ABOUT THIS EXERCISE:
Please quote exactly the lines below from the line containing "QuiiBz, line 555: Trying" to the line containing "will only go to sfo1", both lines included, and nothing else.
Content starts
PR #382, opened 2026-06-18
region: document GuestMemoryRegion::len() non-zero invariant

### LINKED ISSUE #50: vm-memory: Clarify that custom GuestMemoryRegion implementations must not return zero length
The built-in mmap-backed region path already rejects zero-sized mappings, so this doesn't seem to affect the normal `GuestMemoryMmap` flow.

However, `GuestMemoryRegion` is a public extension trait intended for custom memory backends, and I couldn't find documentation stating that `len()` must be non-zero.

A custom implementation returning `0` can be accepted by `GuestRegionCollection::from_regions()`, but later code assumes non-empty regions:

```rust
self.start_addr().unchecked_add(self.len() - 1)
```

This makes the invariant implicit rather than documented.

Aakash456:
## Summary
Content ends
Content starts
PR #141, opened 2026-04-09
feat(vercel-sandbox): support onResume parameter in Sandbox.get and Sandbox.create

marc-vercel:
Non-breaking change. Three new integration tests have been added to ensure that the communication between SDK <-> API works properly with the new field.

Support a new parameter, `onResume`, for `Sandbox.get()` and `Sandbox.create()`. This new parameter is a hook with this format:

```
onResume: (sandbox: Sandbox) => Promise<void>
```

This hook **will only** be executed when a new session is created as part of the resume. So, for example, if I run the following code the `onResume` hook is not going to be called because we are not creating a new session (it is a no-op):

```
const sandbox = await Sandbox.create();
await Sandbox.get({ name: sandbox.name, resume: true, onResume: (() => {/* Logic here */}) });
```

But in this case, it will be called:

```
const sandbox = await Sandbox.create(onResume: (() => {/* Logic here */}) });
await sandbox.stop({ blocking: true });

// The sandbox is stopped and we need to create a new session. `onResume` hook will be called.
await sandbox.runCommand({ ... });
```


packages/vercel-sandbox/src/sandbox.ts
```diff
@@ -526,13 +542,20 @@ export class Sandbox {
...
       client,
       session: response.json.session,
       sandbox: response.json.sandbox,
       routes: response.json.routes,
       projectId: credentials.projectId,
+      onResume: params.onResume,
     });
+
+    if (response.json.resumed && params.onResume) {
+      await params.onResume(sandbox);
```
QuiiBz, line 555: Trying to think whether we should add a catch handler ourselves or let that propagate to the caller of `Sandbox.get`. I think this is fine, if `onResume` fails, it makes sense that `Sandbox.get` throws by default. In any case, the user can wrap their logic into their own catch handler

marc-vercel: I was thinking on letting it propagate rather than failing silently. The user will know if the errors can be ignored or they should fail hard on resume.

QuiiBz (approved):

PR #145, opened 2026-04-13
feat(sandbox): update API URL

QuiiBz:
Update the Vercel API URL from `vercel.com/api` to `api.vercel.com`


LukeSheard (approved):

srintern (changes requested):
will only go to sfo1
Content ends
Content starts
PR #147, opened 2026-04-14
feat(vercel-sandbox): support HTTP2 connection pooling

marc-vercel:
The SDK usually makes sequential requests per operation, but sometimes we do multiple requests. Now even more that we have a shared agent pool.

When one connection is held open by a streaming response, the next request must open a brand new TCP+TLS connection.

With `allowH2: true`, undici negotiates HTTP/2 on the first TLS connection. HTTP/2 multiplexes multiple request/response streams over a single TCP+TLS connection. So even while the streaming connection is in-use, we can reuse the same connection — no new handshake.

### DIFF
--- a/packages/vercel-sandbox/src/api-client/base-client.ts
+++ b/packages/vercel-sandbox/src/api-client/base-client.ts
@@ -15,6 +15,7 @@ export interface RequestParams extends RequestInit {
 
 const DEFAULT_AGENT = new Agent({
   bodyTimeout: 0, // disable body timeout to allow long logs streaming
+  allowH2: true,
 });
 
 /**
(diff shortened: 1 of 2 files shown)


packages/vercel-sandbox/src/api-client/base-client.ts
Content ends
RESULT FOR THIS TASK:
QuiiBz, line 555: Trying to think whether we should add a catch handler ourselves or let that propagate to the caller of `Sandbox.get`. I think this is fine, if `onResume` fails, it makes sense that `Sandbox.get` throws by default. In any case, the user can wrap their logic into their own catch handler

marc-vercel: I was thinking on letting it propagate rather than failing silently. The user will know if the errors can be ignored or they should fail hard on resume.

QuiiBz (approved):

PR #145, opened 2026-04-13
feat(sandbox): update API URL

QuiiBz:
Update the Vercel API URL from `vercel.com/api` to `api.vercel.com`


LukeSheard (approved):

srintern (changes requested):
will only go to sfo1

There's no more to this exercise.